_ABOUT THIS TASK_: The output should be all lines of the entries below in which the word "either" occurs.
===== RECORDS TO PROCESS
PR #5824, opened 2026-08-12
fix: keep Results banner Sharpe portfolio-level

### LINKED ISSUE #5810: Results banner reports a per-fund Sharpe as the portfolio headline (observed -2.04 vs Summary 1.14)
## Why

The Results page reports a **per-fund** Sharpe ratio as if it were the portfolio's headline result, and it contradicts the Summary tab on the same screen.

Observed live at tip `b45d1780` (Streamlit 1.58.0, bundled `demo returns.csv`, one click of **Run Demo** on the home page):

- Success banner: **`Demo results loaded — 10 funds — Sharpe -2.04.`**
- Summary metric row, same screen: **`Sharpe Ratio 1.14`** (with Total Return 15.0%, CAGR 3.6%, Ann. Volatility 3.1%)
- Trailing-period table, same screen: `1Y -1.00`, `3Y 1.35`, `LOF 1.14`

**`-2.04` matches no portfolio-level statistic anywhere on the page.** The two figures do not merely differ in precision — they have opposite signs, so the first number an allocator reads after a run says the portfolio was badly negative while the portfolio was in fact positive.

Cause, at `streamlit_app/pages/3_Results.py:114-130`:

```python
def _completed_state_sharpe(result: Any) -> float | None:
    """Return portfolio-level Sharpe for the completed-state banner."""
    ...
    portfolio_sharpe = _stats_value(details.get("out_user_stats"), "sharpe")   # :118  correct source
    if portfolio_sharpe is not None:
        return portfolio_sharpe                                                # :120
    metrics = getattr(result, "metrics", None)                                 # :122  fallback
    if isinstance(metrics, pd.DataFrame) and not metrics.empty:
        for column in ("Sharpe", "sharpe"):
            if column in metrics.columns:
                sharpe = pd.to_numeric(metrics[column], errors="coerce")
                sharpe = sharpe[np.isfinite(sharpe)].dropna()
                if not sharpe.empty:
                    return float(sharpe.iloc[0])                               # :129  FIRST FUND's Sharpe
    return None
```

`result.metrics` is the **per-fund** metrics table, so `.iloc[0]` is one arbitrary manager's Sharpe — not the portfolio's. The function's own docstring promises "portfolio-level Sharpe". The demo policy engine produces a result without `out_user_stats`, so it takes this fallback every time.

No existing test catches this because the fallback only executes when `out_user_stats` is absent, and the banner string is not asserted against the Summary figure.

## Scope

Make the completed-state banner either report the true portfolio Sharpe or report no Sharpe at all. Covers `_completed_state_sharpe` and `_completed_state_line` in `streamlit_app/pages/3_Results.py`.

## Non-Goals

- Do **not** change how portfolio Sharpe is computed anywhere in `src/` — the Summary value (1.14) is correct; only the banner's sourcing is wrong.
- Do **not** add `out_user_stats` to the demo engine's output as the fix for this issue (that may be desirable separately, but the banner must be correct regardless of whether that key exists).
- Do **not** redesign the Results page, its tabs, or the banner's wording beyond what is needed to stop reporting a wrong number.

## Tasks

- [ ] Remove the per-fund fallback at `streamlit_app/pages/3_Results.py:122-129`, or replace it with a genuine portfolio-level computation derived from the same out-of-sample series the Summary tab uses.
- [ ] When no portfolio-level Sharpe is available, omit the `Sharpe …` clause from the banner entirely rather than substituting a per-fund value (`_completed_state_line`, `:100-111`, already handles `sharpe is None`).
- [ ] Audit the sibling helpers in the same file for the same pattern — confirm no other banner/summary field silently falls back to `metrics.iloc[0]`.
- [ ] Add the regression test named in Acceptance Criteria.

## Acceptance Criteria

- [ ] Running the bundled demo (`Run Demo` with the default `Balanced` preset) produces a banner whose Sharpe equals the Summary tab's `Sharpe Ratio` to within display precision, **or** a banner with no Sharpe clause at all.
- [ ] With a `result` whose `details` lacks `out_user_stats`, `_completed_state_sharpe()` never returns a value taken from a single row of `result.metrics`.
- [ ] **Named test gate**: `tests/streamlit/test_results_banner_sharpe.py::test_banner_sharpe_is_portfolio_level_or_absent` builds a result object whose `details` has no `out_user_stats` and whose `metrics` DataFrame has a first-row `Sharpe` of `-2.04` and a portfolio series whose Sharpe is positive; asserts the banner does **not** contain `-2.04`.
- [ ] **Deliberate-break demonstration**: reinstate the `return float(sharpe.iloc[0])` fallback, confirm `test_banner_sharpe_is_portfolio_level_or_absent` **fails**, then revert and confirm it passes. Record both outcomes in the PR description.

## Implementation Notes

- Reproduce by running the app and clicking Run Demo:
  `PYTHONPATH="$PWD/src:$PWD" streamlit run streamlit_app/app.py`
  The default `presentation_safe` profile is sufficient; no data upload or LLM key is needed.
- `_stats_value` (`:133-158`) already filters to finite numerics and is the right helper for a corrected portfolio-level lookup.
- The Summary tab's figure and the `LOF` row of the trailing-period table agreed (both 1.14) in the observed run, so either is a reasonable reference for the test's "portfolio" expectation.

stranske:
Closes #5810

## Summary

- Remove the unsafe per-fund metrics fallback from the completed Results banner.
- Show a Sharpe value only when the result provides an explicit portfolio-level statistic.
- Add a regression test proving a first-row fund Sharpe cannot appear in the banner.

## Validation

- uv run --extra dev python -m pytest -q tests/streamlit/test_results_banner_sharpe.py (1 passed)
- uv run --extra dev ruff check streamlit_app/pages/3_Results.py tests/streamlit/test_results_banner_sharpe.py (passed)

## Deliberate-break evidence

Reinstating the former first-row metrics fallback made the named regression test fail with -2.04 returned; restoring the fix made it pass.

## Summary by CodeRabbit

* **Bug Fixes**
  * Corrected the Results-page completion banner to display only the portfolio Sharpe value.
  * Prevented fund-level Sharpe metrics from appearing in the completion-state message.

* **Tests**
  * Added regression coverage to verify the banner excludes fund-level Sharpe values.

### DIFF
--- a/streamlit_app/pages/3_Results.py
+++ b/streamlit_app/pages/3_Results.py
@@ -115,19 +115,7 @@ def _completed_state_sharpe(result: Any) -> float | None:
     """Return portfolio-level Sharpe for the completed-state banner."""
     raw_details = getattr(result, "details", None)
     details = raw_details if isinstance(raw_details, dict) else {}
-    portfolio_sharpe = _stats_value(details.get("out_user_stats"), "sharpe")
-    if portfolio_sharpe is not None:
-        return portfolio_sharpe
-
-    metrics = getattr(result, "metrics", None)
-    if isinstance(metrics, pd.DataFrame) and not metrics.empty:
-        for column in ("Sharpe", "sharpe"):
-            if column in metrics.columns:
-                sharpe = pd.to_numeric(metrics[column], errors="coerce")
-                sharpe = sharpe[np.isfinite(sharpe)].dropna()
-                if not sharpe.empty:
-                    return float(sharpe.iloc[0])
-    return None
+    return _stats_value(details.get("out_user_stats"), "sharpe")
 
 
 def _stats_value(stats: Any, name: str) -> float | None:
--- a/tests/app/test_results_page.py
+++ b/tests/app/test_results_page.py
@@ -707,10 +707,8 @@ def test_results_completed_state_skips_non_finite_fallback_sharpe(
 
     page.render_results_page()
 
-    assert any(
-        "Demo results loaded — 2 funds — Sharpe 1.23." in msg for msg in stub.success_messages
-    )
-    assert not any("Sharpe —" in msg for msg in stub.success_messages)
+    assert any("Demo results loaded — 2 funds." in msg for msg in stub.success_messages)
+    assert not any("Sharpe" in msg for msg in stub.success_messages)
 
 
 def test_demo_run_renders_results_end_to_end(monkeypatch: pytest.MonkeyPatch, results_page) -> None:
--- a/tests/streamlit/test_results_banner_sharpe.py
+++ b/tests/streamlit/test_results_banner_sharpe.py
@@ -12,9 +12,7 @@ def test_banner_sharpe_is_portfolio_level_or_absent(monkeypatch) -> None:
     monkeypatch.setattr(page.st, "session_state", {})
     result = SimpleNamespace(
         details={
-            "out_sample_scaled": pd.DataFrame(
-                {"Fund A": [0.02, 0.01], "Fund B": [0.01, 0.02]}
-            ),
+            "out_sample_scaled": pd.DataFrame({"Fund A": [0.02, 0.01], "Fund B": [0.01, 0.02]}),
             "fund_weights": {"Fund A": 0.5, "Fund B": 0.5},
         },
         metrics=pd.DataFrame({"Sharpe": [-2.04, 1.14]}, index=["Fund A", "Fund B"]),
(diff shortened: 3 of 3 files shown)


stranske:
Runner dispatch state for autofix on PR #5824. Do not edit.

stranske:
Closer recovery: corrected the stale completed-state expectation to omit fund-level Sharpe when `out_user_stats` is absent, and expanded the focused regression to prove the genuine portfolio-level `out_user_stats.Sharpe` path renders `1.14`. Validation on head `8e0c99d7`: `uv run --extra dev python -m pytest -q tests/streamlit/test_results_banner_sharpe.py tests/app/test_results_page.py::test_results_completed_state_skips_non_finite_fallback_sharpe` (2 passed); focused Ruff and diff check passed. The two review findings are addressed; fresh CI and the mandatory post-push review window now apply.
==========
_RESPONSE TO THE TASK_:
Make the completed-state banner either report the true portfolio Sharpe or report no Sharpe at all. Covers `_completed_state_sharpe` and `_completed_state_line` in `streamlit_app/pages/3_Results.py`.
- The Summary tab's figure and the `LOF` row of the trailing-period table agreed (both 1.14) in the observed run, so either is a reasonable reference for the test's "portfolio" expectation.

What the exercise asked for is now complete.